Interactions between B-ALL cells and exhausted CD8⁺ T cell subpopulations in newly diagnosed and relapsed pediatric B-ALL patients based on scRNA-Seq. (a) UMAP projection of nine T cell clusters of newly diagnosed and relapsed pediatric B-ALL samples. Each dot corresponds to one single cell colored according to cell cluster. (b) Stacked bar chart showing the constitution of the nine T cell clusters in the de novo and relapsed groups. (c) Comparison of the frequency of exhausted CD8⁺ T cells in all T cells from the de novo (n = 7) and relapsed (n = 7) samples. Each dot represents one BM sample, while the center line indicates the median value. (d) UMAP plot showing three exhausted CD8⁺ T cells. (e) Heatmap showing the expression of marker genes of subclusters in exhausted CD8⁺ T cells. (f) Stacked bar chart showing the constitution of subclusters in exhausted CD8+ T cells in the de novo and relapsed groups. (g) Comparison of the frequency of progenitor and terminal exhausted CD8⁺ T cells in exhausted CD8⁺T cells from de novo (n = 7), relapsed (n = 7) samples. (h) Comparison of the proliferation score and exhaustion of terminal CD8_Ex between de novo and relapsed samples. (i) Bubble plots showing the intercellular communication between B-ALL cells and progenitor or terminal exhausted CD8⁺ T cells. (j) Boxplots showing the expression levels of the CCL3, CCL4, CCL5, and CCR5 genes in de novo and relapsed samples.

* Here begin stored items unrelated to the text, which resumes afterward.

PR #215, opened 2021-09-30
Get next overhang

Koeng101:
Added a function called `NextOverhangs` and `NextOverhang`. These can be used to generate the next optimal overhang for a list of overhangs. 

`NextOverhangs` is useful for optimal fragmentation of degenerate coded things (ie, if you're looking to split a gene up into different sections for synthesis and need optimal overhangs)

`NextOverhang` uses `NextOverhangs` and is useful when you're building a new list of optimal overhangs for particular applications. For example, I am using it for optimal overhangs for ligation of barcodes to a I-SceI site (this is also represented in the example for this function.

While Fragment currently fragments on the basis of sequence that is already there, these next 2 functions help if you're trying to fragment something which you have sequence control over.

100% test coverage.


Koeng101:
@TimothyStiles bump

TimothyStiles:
@Koeng101 checks are good. What's the code coverage?

synthesis/fragment/fragment.go
```diff
@@ -34,6 +35,58 @@ func SetEfficiency(overhangs []string) float64 {
...
+// list, along with their efficiencies. This can be used for more optimal
+// fragmentation of sequences with potential degeneracy.
+func NextOverhangs(currentOverhangs []string) ([]string, []float64) {
+	currentOverhangMap := make(map[string]bool)
+	for _, overhang := range currentOverhangs {
+		currentOverhangMap[overhang] = true
+	}
+	bases := []rune{'A', 'T', 'G', 'C'}
+	var overhangsToTest []string
+	for _, base1 := range bases {
```
TimothyStiles, line 48: okay I have to ask. What's with this super nested control flow? Can this be simplified?

TimothyStiles (changes requested):
@Koeng101

synthesis/fragment/fragment.go
Koeng101: Not sure if simplified, but could probably be smaller by using a recursive function. I think it'd be more complex tho, I think this is reasonable cause you can clearly see what it is doing.

Koeng101:
> @Koeng101 checks are good. What's the code coverage?

100% test coverage.

synthesis/fragment/fragment.go
Koeng101: Comment added.

PR #219, opened 2021-10-17
Refactoring docs to be more easily navigable.

TimothyStiles:
Hey y'all,

This PR is a work in progress where I'm refactoring Poly to make its docs more navigable. I've added package docs to every package and moved poly's core sequence struct to it's own dedicated package in the IO subpackage.

I'm going to write integrated tutorials for each subpackage as appropriate along with adding some doc.go and example_test files in top level packages.

If people could review this to help catch any mistakes that'd be great!

Thanks,
Tim

### DIFF
--- a/doc.go
+++ b/doc.go
@@ -11,7 +11,7 @@ through a simple interface in Go.
 
 The reason why Go was choosen is that it's a highly popular
 language with a simple sytax and a large ecosystem of packages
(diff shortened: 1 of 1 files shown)


TimothyStiles:
I still need to write doc.go files for each top level subpackage along with examples_test files to top level packages but this is a good start and worlds better than what was here before.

Dx: newly diagnosed; Rel: relapsed. *P < 0.05. **P < 0.01. ***P < 0.001.

Figure 2.

Construction of a prognostic model based on the CCL3/CCL4/CCL5/CCR5 genes in the TARGET-P2-BALL dataset. (a–d) KM curves showing the OS of high and low expression of each gene in the TARGET-P2-BALL dataset. (a) CCL3. (b) CCL4. (c) CCL5. (d) CCR5. (e–g) KM curves showing the OS of two-gene co-expression of CCL3, CCL4, and CCL5. (e) CCL3/CCL4. (f) CCL3/CCL5. (g) CCL4/CCL5. (h–j) ROC curves showing the prognostic value of the two-gene co-expression of CCL3, CCL4, and CCL5. (h) CCL3/CCL4. (i) CCL3/CCL5. (j) CCL4/CCL5. (k) Forest plot showing multi-Cox regression analysis of B-ALL patients. (l) KM curve survival analysis of the low- and high-risk groups based on the multi-Cox regression model. (m) Radar plot showing the contribution of the three genes to OS, which was determined by the coefficients of the three genes in the multivariate COX regression model.